AMMAN, Jordan (AP) – The kidnappers of four Jordanians in Iraq have promised to release them Saturday because their relatives and fellow truck drivers staged an anti-American demonstration as demanded of them, the brother of a hostage said late Friday.

The kidnapping became known Tuesday when Dubai Television broadcast a video tape showing four men holding their identification cards. A man off-camera said “all Muslim and Arab nations, especially those neighboring Iraq” should not cooperate with the Americans.

Mohammed Abu Jaafar, whose brother Ahmad is being held, told The Associated Press said he received a call from one of the purported kidnappers who said they were pleased by the television pictures of the protest in Irbid in northern Jordan.

“We decided to release them on Saturday morning,” Abu Jaafar quoted the kidnapper as saying.

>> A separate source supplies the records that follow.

PR #117, opened 2026-03-19
Re-arrange the modules for the various hook impls

ivmarkov:
As discussed [here](https://github.com/esp-rs/mbedtls-rs/pull/108#issuecomment-4088548067), this is a follow-up to #108 that aims to:
- Reduce the number of features exposed by `mbedtls-rs(-sys)`
- Get them hook impls under a common module, so that they are not everywhere in the sys crate, left and right

Note that while it was possible to reduce all `esp32XX` features into a single one - `esp` or `esp-hal` via introducing a build-time dependency on `esp-metadata-generated`, I decided NOT to do it for now, as I'm not sure the benefits will outweight the disadvantage that the user should depend on the **exact** `esp-metadata-generated` version used in `mbedtls-rs-sys`. See the whole discussion here: https://matrix.to/#/!LdaNPfUfvefOLewEIM:matrix.org/$EONcLSsC_F-_3loqLUP3KRPmda1z8mFI53y3mQQNXKs?via=matrix.org&via=mozilla.org&via=tchncs.de


mbedtls-rs-sys/src/hook/backend.rs
```diff
@@ -0,0 +1,6 @@
+#[cfg(feature = "embassy-time")]
+pub mod embassy;
+#[cfg(feature = "esp-hal")]
```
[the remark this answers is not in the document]
ivmarkov: This is bullshit, because the esp32XX features each enable the `esp-hal` dependency, which is also a feature.

ivmarkov:
@ericschaal If you would like to take a look?

ericschaal:
@ivmarkov taking a look asap!

mbedtls-rs-sys/Cargo.toml
```diff
@@ -19,37 +19,28 @@ use-gcc = []
...
-wall-clock-std = ["time", "hook-wall-clock"]
-wall-clock-esp32 = ["esp-hal/esp32", "time", "hook-wall-clock"]
-wall-clock-esp32c2 = ["esp-hal/esp32c2", "time", "hook-wall-clock"]
-wall-clock-esp32c3 = ["esp-hal/esp32c3", "time", "hook-wall-clock"]
-wall-clock-esp32c6 = ["esp-hal/esp32c6", "time", "hook-wall-clock"]
-wall-clock-esp32h2 = ["esp-hal/esp32h2", "time", "hook-wall-clock"]
-wall-clock-esp32s2 = ["esp-hal/esp32s2", "time", "hook-wall-clock"]
-wall-clock-esp32s3 = ["esp-hal/esp32s3", "time", "hook-wall-clock"]
+# esp-hal hook impls
+esp32 = ["esp-hal/esp32", "crypto-bigint", "time"]
```
ericschaal, line 37: FYI `time` is only needed when the `hook-wall-clock` feature is enabled. 

On esp* when `hook-wall-clock` is enabled, `EspRtcWallClock` is compiled in, requiring the `time` crate.
This comment also applied to `std = ["time"]` above as the mecanics are about the same but for `StdWallClock`

ericschaal:
Changes make sense to me, I guess the only flexibility that was lost is allowing users to opt-in timer/wall-clock without compiling the default implementations. But I don't think it matters as users can just decide not to use the default impl and implement their own and hook them using `hook_wall_clock` and `hook_timer`  directly.

mbedtls-rs-sys/Cargo.toml
ivmarkov: I get that, but it is unclear to me how exactly we can express that using the declarative way of cargo. And I doubt this is possible. Hence why `time` is enabled when `esp` support is enabled, even if wall-clock hooking is not on.

ivmarkov:
> Changes make sense to me, I guess the only flexibility that was lost is allowing users to opt-in timer/wall-clock without compiling the default implementations. 

The default implementations will not be available unless - in addition to enabling the timer/wall-clock hooks - the user enabled the `esp32XX` features(s) or the STD features.

> But I don't think it matters as users can just decide not to use the default impl and implement their own and hook them using `hook_wall_clock` and `hook_timer` directly.

Yes. and if the default impls are not used, they should be trimmed out at link time during the dead code removal phase.

mbedtls-rs-sys/Cargo.toml
ericschaal: Fair, I was thinking of adding it to hook-wall-clock:
```
hook-wall-clock = ["hook-timer", "dep:time"]
```
but it feels awkward since time is a backend dependency and has nothing to do with the hook definition itself.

The kidnapper said the hostages would be handed over at a Jordanian field hospital in Iraq or “we will escort them to the border,” he said.

Jordanian Foreign Ministry spokesman Ali Al Ayed said the government has instructed its embassy in Baghdad to investigate the kidnapping by a group calling itself “Mujahedeen of Iraq, the Group of Death.” Insurgents have taken more than 70 foreigners hostage in Iraq in recent months in an effort to force their countries to withdraw troops and to hamper reconstruction work.

About 150 people took part in the protest, held after Friday prayers in Irbid and Khleifat, 55 miles north of the Jordanian capital, Amman. The protesters chanted “Death, death to America and Zionism” and “Victory for the Iraqi resistance.”

Abu Jaafar said the kidnapper provided Ahmad’s full name, the registration number and the color (yellow) of his truck. He said the kidnappers had been calling him for two days on the mobile telephone of another of the hostages, Mohammad Ahmad Khleifat.

On Thursday, the kidnappers demanded that the families of hostages win their release by staging the demonstration, Abu Jaafar said.

Friday night, one kidnapper said the gang was holding five truck drivers, not four as previously reported, he said. The extra hostage could not be immediately explained.